== Exercise input
PR #98, opened 2015-08-19
Allow external overriding of base url for testing

thesmith:
People will want to mock requests / responses from outside of the core project.
Opening up the setBaseUrlForTesting method seems like the best way to allow the use of mock servers, like WireMock and such.


mcla:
====
» Your assignment
Give back exactly the lines from the one containing "Opening up the" through the end of the material above, and nothing else.

» Response
Opening up the setBaseUrlForTesting method seems like the best way to allow the use of mock servers, like WireMock and such.


mcla:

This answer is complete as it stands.